Data Scientist and nice guy
Hi all! In the interest of keeping up with the latest and greatest in LLMs, I’ve been collecting some articles and will hopefully have time to work through each. Typically my process is to take notes as I read a paper and then summarize as a blog post. I decided to take a page from…basically everyone else’s book and start using ChatGPT to help me out here.
So for any post I’m using ChatGPT, i’ll mention up front. To be clear - I’m not wholesale copy-pasting from ChatGPT, I just haven’t seen it produce anything ready for prime time without substantial editing. But ChatGPT gives me the bones, which is pretty useful.
My prompt to generate this:
Turn the following outline into a blog post. The sub-bullets are relevant to the higher level information. The top-level bullets should be the headings of the different sections, with relevant information below. Try not to be too wordy
Platypus: Quick, Cheap, and Powerful Refinement of LLMs
Open-Platypus Dataset: This dataset is curated from public sources, with primarily human-generated content. This approach enables impressive model performance even with limited training time.
Data Curation Process: The Open-Platypus dataset is the product of data selection, where similar and duplicate entries are weeded out.
Contamination Detection: To prevent inclusion of test data in training data, a cosine-similarity-based tagging system has been used.
Specialized LoRA Modules: The Platypus model is based on Low Rank Adapters (LoRA) on top of LLaMa-2 and other LLMs. This paper outlines details of that training.
The curation process is characterized by the following steps:
Cosine Similarity Filter: Duplicates and similar entries are tagged by cosine similarity metric on the vectors resulting from SentenceTransformers. Exact duplicates have been removed.
Emphasis on Verbosity: In cases of non-exact duplicates, Open-Platypus leans towards verbose versions of answers.
Contamination Checks: The process detects three distinct types of potential contamination between the test and training sets.
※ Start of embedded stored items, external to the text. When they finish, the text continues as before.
PR #561, opened 2018-10-08
Dhis2 966 hierarchy operations ui

HendrikThePendric:
**Don't forget to run `yarn install` before testing because this PR requires new version of `d2` and `d2-ui` to work.**

For some context, a short summary of these fixes:
- The `OrgUnitTree` in `d2-ui` now has a new property called `foreceReloadChildren` (bool) with default value `false`. With this property set to `true`, the `OrgUnitTree` will call `root.children.load` (a method on d2 ModelCollectionProperty) with parameter `forceReload` set to `true`. This is required, because the original parent node will not have unloadedData, and d2 will return stale state.
- [The fix in `d2` makes sure](https://github.com/dhis2/d2/pull/172/files) that in the `ModelCollectionProperty.load` method, the Map is first cleared before appending new items. This was required because otherwise removing items didn't work properly, and this created problems when removing a node from its parent.

Besides the fixes in the deps above, the following changes have been done:
- Reduce the number of calls to `setAppState` (see comment below)
- Introduce a `moveTargetPath` property that is used to expand the target parent (i.e. the OrgUnit on the right into which the OrgUnits from the left are moved)


src/OrganisationUnitHierarchy/OrganisationUnitHierarchy.component.js
```diff
@@ -179,42 +180,38 @@ function moveOrganisationUnit() {
...
-                    hierarchy: {
-                        ...hierarchy,
-                        isProcessing: false,
-                    },
-                });
+                // Wait till stack clears before setting isProcessing to false and triggering a rerender
+                // Without this the UI represents a stale state
+                setTimeout(() => {
+                    setHierarchyProcessingStatus(appState.state.hierarchy, false)
+                }, 0);
```
HendrikThePendric: I've tried to reduce the number of calls to `setAppState`, but for reasons unknown to me, the UI is not updating properly without this defer....

PR #565, opened 2018-10-18
Add select option set first logic to optionGroupSet

Birkbjo:
This adds a restriction that each option group should have the same option set.


Birkbjo:
Needs backport.

PR #569, opened 2018-10-24
Better appload handling. Session expiration handling

Birkbjo:
Note: this needs a new version of d2 when https://github.com/dhis2/d2/pull/176 is merged.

These are flagged as part of the dataset.
Exact Duplicate: Identical entries.
Gray Area: Entries that might not be exact duplicates but cover similar knowledge.
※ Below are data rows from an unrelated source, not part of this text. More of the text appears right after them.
PR #570, opened 2018-10-30
DHIS2-4584-delete-program-stage

Birkbjo:
Updated delete-epic to call api DELETE when deleting program stage.

If we just deleted from the programStage-array an posted this to the server, they were not properly deleted.

A consequence of this is that you cannot delete the program stage if it hasn't already been saved. So creating a stage and then deleting it results in an error.
We could consider checking for 404 when deleting, and just remove it from the state if this is the case. This might be a bit less transparent to the user though, as the same thing would happen if someone else has deleted the program stage in the mean time... And it would be difficult to differentiate between "The program stage does not exist on the server because it has not been saved yet" and "the program stage does not exist due to some other error". 

I do not want to introduce a flag in the state to check if the stage has been saved to server or not. Will just cause bugs and annoyance. 

This is a pretty serious bug, as described in the issue. Should probably be backported to both 2.30 and 2.29...

### DIFF
--- a/src/EditModel/event-program/tracker-program/epics.js
+++ b/src/EditModel/event-program/tracker-program/epics.js
@@ -18,6 +18,7 @@ import {
     PROGRAM_STAGE_EDIT_SAVE,
     deleteProgramStageSuccess,
     deleteProgramStageError,
+    CONFIRM_PROGRAM_STAGE_DELETE,
 } from './program-stages/actions';
 import { getMaxSortOrder } from './program-stages/selectors';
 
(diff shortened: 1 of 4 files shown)


HendrikThePendric:
Besides the error above that needs to be fixed, I also have a question based on your initial comment. From that I gather that before we were actually removing the reference to the `programStage` from the `program`. I imagine this would lead to correct behavior for the programs but a lot of orphaned programStages in the DB.

So now we are calling delete on the programStage, I wonder what will happen to the references to that stage on a program.... Is the server doing some sort of cascading delete so that these references are removed? (I would just like to make sure that the references on the program are also deleted)

Birkbjo:
Silly me... I forgot to return the observable, as I had just refactored from returning a promise.

As far as I understood it, is that when we just delete the references, they are not delated by hibernate due to some foreign key restrictions.
When we call delete on it directly, it gets handled properly by the deletion handler. You still get errors if the object is used somewhere else, eg someone is enrolled in the program stage.

Birkbjo:
Closing due to same PR here https://github.com/dhis2/maintenance-app/pull/573, but with same commit hashes as backport branches.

Similar but Different: Entries that appear similar according to cosine similarity but are actually dissimilar.
Open-Platypus employs the LLaMA-2 model as a foundation, fine-tuning it using LoRA adapters. This approach minimizes the number of parameters under adjustment.
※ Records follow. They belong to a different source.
PR #2604, opened 2018-04-05
attach NSGs to nics, not to the subnet

jim-minter:
This PR attaches the NSG to the nics, not to the subnet, in k8s deployments.  This is a precursor to being able to attach different NSGs to different VMs where required.

Issue #2540, opened 2018-03-27
API model for "azure context"


jim-minter:
It would be useful to have a single standard place in the acs-engine API model to contain the cluster "azure context" (e.g. tenant id, subscription id, resource group and location).

Having these values defined up front includes the following advantages:
- these data can be statically templated into cluster configuration files, e.g. azure.conf, up front on the client side rather than as a dynamic server-side script
- strengthened data model with all input data in one place rather than some pieces learned ad-hoc during ARM template execution
- improved testability

Proposal:

```golang
# pkg/api/vlabs/types.go

// Properties represents the ACS cluster definition
type Properties struct {
	// ...
	AzProfile AzProfile `json:"azProfile,omitempty"` // new field added to struct
}

// AzProfile holds the azure context for where the cluster resides
type AzProfile struct {
	TenantID       string `json:"tenantId,omitempty"`
	SubscriptionID string `json:"subscriptionId,omitempty"`
	ResourceGroup  string `json:"resourceGroup,omitempty"`
	Location       string `json:"location,omitempty"`
}
```

Today some acs-engine sub-commands allow command-line arguments such as --subscription-id, --resource-group, --location to be specified.  It's proposed that these command-line arguments would override fields in the AzProfile of an input model.  The command-line arguments could optionally be extended to add --tenant-id, and/or the tenant id could be defaulted based on the discovered tenant when acs-engine connects to azure.

After adding the AzProfile struct, existing implementations which currently discover these values dynamically in the execution of the ARM template should consider moving to using the preconfigured values.

jim-minter:
@jackfrancis @pweil- @kargakis ptal

khenidak:
I understand why we need this in the model. I'm however concerned with:
1. Asking the user to provide an information we get from somewhere else (Arm template?). I think today we drive these as env vars into a custom script extension. 
2. Handling the cases where the user provide `resource-group:Gx location:Lx` and during deploy he deploy to `resource-group:Gy location:Ly`

jackfrancis:
Thanks @jim-minter for scaffolding this design proposal. My thoughts:

- Basic interface spec proposal (novel struct under `Properties`) looks good
- roger on your defined order of configuration precedence:
  1. CLI context args
  2. api model
  3. inherited code-enforced defaults (probably not applicable for these properties in particular as they are all context-hungry)
[...]

PR #2611, opened 2018-04-06
Add first cut of the OpenShift orchestrator 

kargakis:
@jim-minter @pweil- @jackfrancis @khenidak


kargakis:
Stuff contained in this initial PR:
* reuse of the k8s templates
* master/nodes are configured to talk to the azure api
* basic htpasswd support
* installed components: router, registry, service catalog, template service broker

pkg/certgen/files.go
```diff
@@ -0,0 +1,97 @@
+package certgen
```
kargakis: @jim-minter we should probably move certgen behind an openshift package.

parts/agentparams.t
```diff
@@ -38,6 +38,27 @@
       },
       "type": "string"
     },
+    "{{.Name}}IsOpenShiftInfra": {
```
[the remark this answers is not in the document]
jim-minter: yes, it is not needed - will submit a PR to kargakis/acs-engine

parts/k8s/kubernetesagentvars.t
```diff
@@ -24,4 +24,5 @@
     "{{.Name}}osImageSKU": "[parameters('{{.Name}}osImageSKU')]",
     "{{.Name}}osImagePublisher": "[parameters('{{.Name}}osImagePublisher')]",
     "{{.Name}}osImageVersion": "[parameters('{{.Name}}osImageVersion')]",
-
+    "{{.Name}}osImageName": "[parameters('{{.Name}}osImageName')]",
```
kargakis: Opened https://github.com/Azure/acs-engine/pull/2613 for pushing these changes; we should already have them in this repo (mea culpa).

examples/openshift.json
```diff
@@ -0,0 +1,87 @@
...
+        "imageReference": {
+          "name": "YOUR IMAGE",
+          "resourceGroup": "YOUR IMAGE RESOURCE GROUP"
+        },
+        "name": "compute",
+        "storageProfile": "ManagedDisks",
+        "vmSize": "Standard_D4s_v3"
+      },
+      {
+        "availabilityProfile": "AvailabilitySet",
```
khenidak: hmm can we have another with VMSS. We are trying to slowly walk away from av-set

jim-minter: at the moment we're deploying openshift based on k8s 1.9 - therefore we were supposing that we couldn't use scalesets yet?

khenidak: Right. Should we add a validation for for using VMSS w/ OpenShift

examples/openshift.json
```diff
@@ -0,0 +1,87 @@
...
+  "apiVersion": "vlabs",
+  "properties": {
+    "orchestratorProfile": {
+      "orchestratorType": "OpenShift",
+      "openShiftConfig": {
+        "clusterUsername": "demo",
+        "clusterPassword": "demo"
+      }
+    },
+    "azProfile": {
```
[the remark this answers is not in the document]
jackfrancis: I'm O.K. with this being a general property:

https://github.com/Azure/acs-engine/issues/2540

There is potential general-purpose utility here, so I think this is the right place.

parts/k8s/kubernetesagentvars.t
jackfrancis: #2613 has been merged :)

examples/openshift.json
jim-minter: https://github.com/kargakis/acs-engine/pull/83 , thanks

parts/k8s/kubernetesparams.t
```diff
@@ -570,6 +570,7 @@
       "metadata": {
         "description": "The docker engine version to install."
       },
+      {{if IsKubernetes}}
```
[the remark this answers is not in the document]
jim-minter: https://github.com/kargakis/acs-engine/pull/84 , thanks

parts/k8s/kubernetesagentresourcesvmas.t
```diff
@@ -31,6 +31,14 @@
               "subnet": {
                 "id": "[variables('{{$.Name}}VnetSubnetID')]"
               }
+{{if $.IsOpenShiftInfra }}
```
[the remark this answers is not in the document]
jim-minter: At the moment we are deploying OpenShift including k8s 1.9, but this LB on the infra nodes is required for OpenShift's [Route](https://docs.openshift.com/container-platform/3.9/architecture/networking/routes.html#architecture-core-concepts-routes) functionality

pkg/certgen/files.go
jim-minter: I agree

examples/openshift.json
```diff
@@ -0,0 +1,87 @@
...
+      "adminUsername": "cloud-user",
+      "ssh": {
+        "publicKeys": [
+          {
+            "keyData": "YOUR KEY"
+          }
+        ]
+      }
+    },
+    "servicePrincipalProfile": {
```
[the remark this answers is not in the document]
kargakis: We use both clientId and secret from here to construct azure.conf that is then untarred inside the VM. Unclear whether switching to MSI will affect that process. Is this a requirement for merging this PR or can it be addressed in a follow-up?

parts/k8s/kubernetesmasterresources.t
```diff
@@ -94,6 +206,36 @@
               "sourcePortRange": "*"
             }
           },
+{{end}}
+{{if IsOpenShift}}
+          {
```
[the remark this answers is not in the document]
kargakis: I am [suggesting](https://github.com/Azure/acs-engine/pull/2604#issuecomment-379757109) to address this in a follow-up once this PR is merged.

examples/openshift.json
kargakis: @jim-minter's changes pushed in this PR

kargakis:
> General q - Have you considered the impact on scale/upgrade commands?

I expect scale to be simple since we use node images and do node bootstraping. Unclear how we want to do upgrades with the unmanaged setup though. cc @jim-minter @pweil-

parts/k8s/kubernetesagentvars.t
kargakis: fixed

parts/agentparams.t
```diff
@@ -38,6 +38,27 @@
...
+      "defaultValue": "",
+      "metadata": {
+        "description": "Whether the current agent is an OpensShift infrastructure node or not."
+      },
+      "type": "bool"
+    },
+    "{{.Name}}osImageName": {
```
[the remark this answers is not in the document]
kargakis: fixed

parts/agentparams.t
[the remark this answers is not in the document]
kargakis: fixed

jim-minter:
> > General q - Have you considered the impact on scale/upgrade commands?

> I expect scale to be simple since we use node images and do node bootstraping. Unclear how we want to do upgrades with the unmanaged setup though. cc @jim-minter @pweil-

We have a card to track handling scaling.  Certainly we hope that scale up should be straightforward; we need to look at what acs-engine is doing today for scale down.  I don't know that we're planning any level of upgradability for the single VM-based master scenario.

kargakis:
Working on an e2e test [here](https://github.com/kargakis/acs-engine/pull/97). In the meantime, I would appreciate ACKs/nACKs for this PR. I don't want to push more stuff from my fork atm so consider this PR complete from my side (minus the e2e test which may also land on a separate PR).

examples/openshift.json
```diff
@@ -0,0 +1,67 @@
...
+  "properties": {
+    "orchestratorProfile": {
+      "orchestratorType": "OpenShift",
+      "openShiftConfig": {
+        "clusterUsername": "demo",
+        "clusterPassword": "demo"
+      }
+    },
+    "azProfile": {
+      "tenantId": "YOUR TENANT ID",
```
jackfrancis: nit: the current idiom is to leave priviileged values (or properties for which it doesn't make sense to have default example vals) blank in example api models, e.g., `"tenantId": "",`

parts/k8s/openshiftmasterscript.sh
```diff
@@ -0,0 +1,142 @@
+#!/bin/bash -x
```
jackfrancis: Just a consideration: should we put these files in `parts/openshift`?

pkg/api/agentPoolOnlyApi/vlabs/types.go
```diff
@@ -129,6 +129,7 @@ type AgentPoolProfile struct {
 	AvailabilityProfile string `json:"availabilityProfile"`
 	StorageProfile      string `json:"storageProfile" validate:"eq=StorageAccount|eq=ManagedDisks|len=0"`
 	VnetSubnetID        string `json:"vnetSubnetID,omitempty"`
+	IsOpenShiftInfra    bool   `json:"isOpenShiftInfra,omitempty"`
```
jackfrancis: What are the pros/cons of adding this `isOpenShiftInfra` value vs inferring via the existing `orchestratorType` property value of `"OpenShift"`? Ideally, we would not add this new typed property. (Understand there may be considerations, just would like to clarify.)

jim-minter: OpenShift requires 2 types of agent nodes - one type "infra", which will run openshift value add workload (e.g. embedded registry, router, etc.), and another type (non-"infra") which runs end-user workload.  We need to distinguish these somehow and this is the switch that does it.

I suppose it could be done by the agentpoolprofile name but overloading that is a bit nasty.  I wondered whether instead of `IsOpenShiftInfra bool` a `IsInfra bool` or a `AgentRole string` (validated as an enum) might be more useful to others?

parts/k8s/openshiftmasterscript.sh
jim-minter: Makes sense to me - https://github.com/kargakis/acs-engine/issues/98 as a follow-up

examples/openshift.json
jim-minter: https://github.com/kargakis/acs-engine/issues/99 as a follow-up

jackfrancis: ACK

parts/k8s/openshiftmasterscript.sh
jackfrancis: ACK

CecileRobertMichon:
I don't see any update to the existing documentation (https://github.com/Azure/acs-engine/blob/master/docs/clusterdefinition.md) to detail the new apimodel properties or new documentation is there a plan to add some?

pkg/api/agentPoolOnlyApi/vlabs/types.go
kargakis: @jim-minter's changes pushed in this PR

kargakis:
@CecileRobertMichon thanks for bringing this up, I don't want to block this PR so how about delivering docs as part of a follow-up? I created https://github.com/kargakis/acs-engine/issues/104 to track, on my top priorities alongside the e2e test.

jim-minter:
@jackfrancis I believe this is ready to go.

The 70B parameter model outperforms other open-source models. Both the 13B and 70B parameter models surpass the base LLaMA-2 models.
I found this paper interesting, but not particularly informative. It seems like some performance hacking was being done. I enjoy their attention to the underlying data, but their approach is fairly simplistic. Cosine similarity + SentenceTransformers is not particularly new. I would have been interested to see some experiments with their flagging and removal strategies, to really dig down into why, exactly, their model is doing better.
I’d be interested what people think of this article! I felt that I needed to do A LOT of editing to GPT’s output. Not sure if the end result is more useful than just the outline itself.